▶ TASK BRIEF
Using the data below, copy every line that contains the word "github".
=== INPUT ===
PR #1938, opened 2023-08-10
add test case for regulator

DannyPlusPlus:
## Summary
add test case for regulator


jerpelea (approved):
please add commit message describing the change

PR #1975, opened 2023-08-17
Added tools for NXP SE05x (secure element)

AndreHeinemans-NXP:
## Summary
Added tools for NXP SE05x (secure element)
Depends on the SE05x driver in nuttx (PR pending)

## Impact
Some configuration options added in MbedTLS KConfig. Some tools in this PR depend on those.


testing/setest/Make.defs
```diff
@@ -0,0 +1,25 @@
...
+#
+# Unless required by applicable law or agreed to in writing, software
+# distributed under the License is distributed on an "AS IS" BASIS, WITHOUT
+# WARRANTIES OR CONDITIONS OF ANY KIND, either express or implied.  See the
+# License for the specific language governing permissions and limitations
+# under the License.
+#
+############################################################################
+
+# Copyright 2023 NXP
```
xiaoxiang781216, line 21: remove

testing/setest/Makefile
```diff
@@ -0,0 +1,35 @@
...
+#
+# Unless required by applicable law or agreed to in writing, software
+# distributed under the License is distributed on an "AS IS" BASIS, WITHOUT
+# WARRANTIES OR CONDITIONS OF ANY KIND, either express or implied.  See the
+# License for the specific language governing permissions and limitations
+# under the License.
+#
+############################################################################
+
+# Copyright 2023 NXP
```
xiaoxiang781216, line 21: remove all NXP copyright from code base

PetervdPerk-NXP: Could you clarify this further?

xiaoxiang781216: The new written code is better to declare as Apache copyright, the proprietary license is hard to accept or at least user need get the explicit notice like what we have done for BSD/MIT here:
https://github.com/apache/nuttx/blob/master/Kconfig#L28-L90

PetervdPerk-NXP: But it's Apache 2.0 licensed, I don't see the problem here.

xiaoxiang781216: but as far as I know, the new code should avoid add the company copyright like "Copyright 2023 NXP".

PetervdPerk-NXP: It's indicating the original copyright holder, I don't see why this should be avoided. It's quite common practice in other projects to include this i.e. Linux, Zephyr. OpenCV and more
`Copyright <YEAR> <COPYRIGHT HOLDER>`

xiaoxiang781216: @acassis @jerpelea please take a look.

xiaoxiang781216 (approved):

testing/setest/Makefile
btashton: I don't think this is correct. If NXP is not donating the code I believe it must be treated as third party and handled via the NOTICE.

PR #1980, opened 2023-08-18
examples/bme680: Added test program for the BME680 sensor

simonatoaca:
## Summary
This is a usage example for the bme680 when all its sub-sensors are enabled and it can be easily modified to accomodate other configurations.

## Testing
Testing was done on the esp32-sparrow board.


jerpelea (approved):
please add a commit message

xiaoxiang781216 (approved):

PR #1981, opened 2023-08-18
net/ip: print ip addresses using ip4_addrN macro

pkarashchenko:
## Summary
Print ip addresses using ip4_addrN macro

## Impact
N/A

## Testing
Pass CI


examples/bridge/host_main.c
```diff
@@ -32,6 +32,7 @@
 #include <net/if.h>
 #include <arpa/inet.h>
 #include <netinet/in.h>
+#include <nuttx/net/ip.h>
```
xiaoxiang781216, line 35: host can't use nuttx specific heade file

pkarashchenko: Yes. Missed that. Will fix

pkarashchenko: Done

pkarashchenko: The UDP example needs the same change

xiaoxiang781216 (approved):

PR #1983, opened 2023-08-20
mq_open return status is set as ERROR

TaiJuWu:
## Summary
mq_open return status is set as ERROR instead of -1
## Impact
None
## Testing
Noe


pkarashchenko:
I do not see any benefit of this change. From application point of view `(mqd_t)-1` is more portable

TaiJuWu:
In my mind, error is more intuitive than -1.

pkarashchenko:
From POSIX perspective the `ERROR` is not defined, so from Linux/FreeBSD/OSX/NuttX portability point of view the -1 is better.

TaiJuWu:
@pkarashchenko Thank you for your reply.

PR #1987, opened 2023-08-22
nshlib/nsh_timcmds.c: Suppress warning about unused variable (errfmt)

pussuw:
## Summary
Fixes following warning:

CC:  grp/lib_getgrbufr.c nsh_timcmds.c: In function 'cmd_date': nsh_timcmds.c:370:19: warning: variable 'errfmt' set but not used [-Wunused-but-set-variable]
  370 |   FAR const char *errfmt;
      |
## Impact
Fixes build warning
## Testing
Code compiles without the warning

### DIFF
--- a/nshlib/nsh_timcmds.c
+++ b/nshlib/nsh_timcmds.c
@@ -367,7 +367,7 @@ int cmd_time(FAR struct nsh_vtbl_s *vtbl, int argc, FAR char **argv)
 int cmd_date(FAR struct nsh_vtbl_s *vtbl, int argc, FAR char **argv)
 {
   FAR char *newtime = NULL;
-  FAR const char *errfmt;
+  FAR const char *errfmt unused_data;
   bool utc = false;
   int option;
   int ret;


xiaoxiang781216 (approved):

xiaoxiang781216:
Let's ignore riscv ci temp fail and merge this simple change directly.

nshlib/nsh_timcmds.c
```diff
@@ -367,7 +367,7 @@ int cmd_time(FAR struct nsh_vtbl_s *vtbl, int argc, FAR char **argv)
 int cmd_date(FAR struct nsh_vtbl_s *vtbl, int argc, FAR char **argv)
 {
   FAR char *newtime = NULL;
-  FAR const char *errfmt;
+  FAR const char *errfmt unused_data;
```
pkarashchenko, line 370: 1. But I see that it is passed to `nsh_error(vtbl, errfmt, argv[0]);`
2. Don't we usually use `UNUSED` for such cases?

pussuw: The way the nsh_error macro expands this does produce an unused variable error:

https://github.com/apache/nuttx-apps/blob/77e6c39cbd4758e2b6c7994cf266a9326cbfecb7/nshlib/nsh_console.h#L61-L68

AFAIK there is no clean way to suppress the error as nsh_error is a variadic function.

xiaoxiang781216: @pussuw we can fix like this:
```
#ifdef CONFIG_NSH_DISABLE_ERROR_PRINT 
#  undef nsh_error 
#  ifdef CONFIG_CPP_HAVE_VARARGS 
#    define nsh_error(v, ...)   do { if (0) (v, ##__VA_ARGS__); } while (0)
#  else 
#    define nsh_error         (void)(vtbl) 
#  endif 
#endif
```
like _none in debug.h:
```
#ifdef CONFIG_CPP_HAVE_VARARGS
/* don't call syslog while performing the compiler's format check. */

#  define _none(format, ...) \
    do { if (0) syslog(LOG_ERR, format, ##__VA_ARGS__); } while (0)
#else
#  define _none       (void)
#endif
```

pussuw: Hmm, looks like a pretty elegant solution. I can try this. If it works I'll revert this change and do this instead.

PR #1992, opened 2023-08-24
nshlib/nsh_console.h: Add nsh_none, where empty output can be forwarded

pussuw:
## Summary
Adds way to forward any output into nothingness. Handles CONFIG_NSH_DISABLE_ERROR_PRINT case gracefully for any
amount of arguments.
## Impact
Only nsh_error output, when CONFIG_NSH_DISABLE_ERROR_PRINT is set
## Testing
Build passes, output works when enabled, output is silent when not

### DIFF
--- a/nshlib/nsh_console.h
+++ b/nshlib/nsh_console.h
@@ -51,20 +51,19 @@
 #define nsh_exit(v,s)          (v)->exit(v,s)
 
 #ifdef CONFIG_CPP_HAVE_VARARGS
-#  define nsh_error(v, ...)     (v)->error(v, ##__VA_ARGS__)
-#  define nsh_output(v, ...)    (v)->output(v, ##__VA_ARGS__)
+#  define nsh_error(v, ...)    (v)->error(v, ##__VA_ARGS__)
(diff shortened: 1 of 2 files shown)


pussuw:
@xiaoxiang781216 @pkarashchenko this is what I came up with regard to https://github.com/apache/nuttx-apps/pull/1987

The inline function is needed to eat the variadic argument list, even though `if (0) (v, ##__VA_ARGS__);` is perfectly valid C code, it does produce a warning, the compiler is sad that the comma expression is meaningless. Even casting the whole statement to void does not suppress the warning.

nsh_parse.c:2739:39: error: left-hand operand of comma expression has no effect [-Werror=unused-value]
 2739 |       nsh_error(vtbl, g_fmttoomanyargs, cmd);

xiaoxiang781216:
can you try this `(void)(1 || (v, ##__VA_ARGS__))`?

pussuw:
> can you try this `(void)(1 || (v, ##__VA_ARGS__))`?

Gives the same warning.

xiaoxiang781216 (approved):

PR #2003, opened 2023-08-27
add macro for ecc

xiaoxiang781216:
## Summary

application may use micro-ecc for some ecc operation, which may be faster than tinycrypt, due to assemble code, but both of them have same function definition, cause build error on there case.

## Impact

new option

## Testing

internal test


xiaoxiang781216:
@pkarashchenko could you review this simple change?

pkarashchenko (approved):

PR #2008, opened 2023-08-28
crypto: tinycrypt: Add macro for ecc

LingaoM:
application may use micro-ecc for some ecc operation, which may be faster than tinycrypt, due to assamble code, but both of them have same function defination, cause build error on those case.


LingaoM:
same with https://github.com/apache/nuttx-apps/pull/2003

PR #2017, opened 2023-08-30
Fix wrong parameter size

WORsjlt:
## Summary
Type int expects 4 bytes for function write(). Type char expects 1 byte which matches the real usage of function write().

## Testing

ci

### DIFF
--- a/system/cu/cu_main.c
+++ b/system/cu/cu_main.c
@@ -446,12 +446,15 @@ int main(int argc, FAR char *argv[])
 
   while (!cu->force_exit)
     {
-      int ch = getc(stdin);
+      char ch;
+      int c = getc(stdin);
 
-      if (ch < 0)
+      if (c < 0)
         {
           continue;
         }
+
+      ch = c;
 
       if (nobreak == 1)
         {


system/cu/cu_main.c
```diff
@@ -446,7 +446,7 @@ int main(int argc, FAR char *argv[])
 
   while (!cu->force_exit)
     {
-      int ch = getc(stdin);
+      signed char ch = getc(stdin);
```
pkarashchenko, line 449: This seems to be improper fix as `getc` return value is truncated.
We should stay with `int ch = getc(stdin);`, but replace `write(cu->outfd, &ch, 1);` with
```
char c = ch;
write(cu->outfd, &c, 1);
```
Or we can switch from `int outfd` to `FAR FILE *outfile` and use `fputc(ch, cu->outfile)` instead of `write(cu->outfd, ...);`

pkarashchenko (changes requested):

system/cu/cu_main.c
pkarashchenko: The issue with current code should only be a problem for BE architectures

WORsjlt:
Yes! Casting after non-negative check should be more appropriate.

system/cu/cu_main.c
===
▶ ANSWER SECTION
https://github.com/apache/nuttx/blob/master/Kconfig#L28-L90
https://github.com/apache/nuttx-apps/blob/77e6c39cbd4758e2b6c7994cf266a9326cbfecb7/nshlib/nsh_console.h#L61-L68
@xiaoxiang781216 @pkarashchenko this is what I came up with regard to https://github.com/apache/nuttx-apps/pull/1987
same with https://github.com/apache/nuttx-apps/pull/2003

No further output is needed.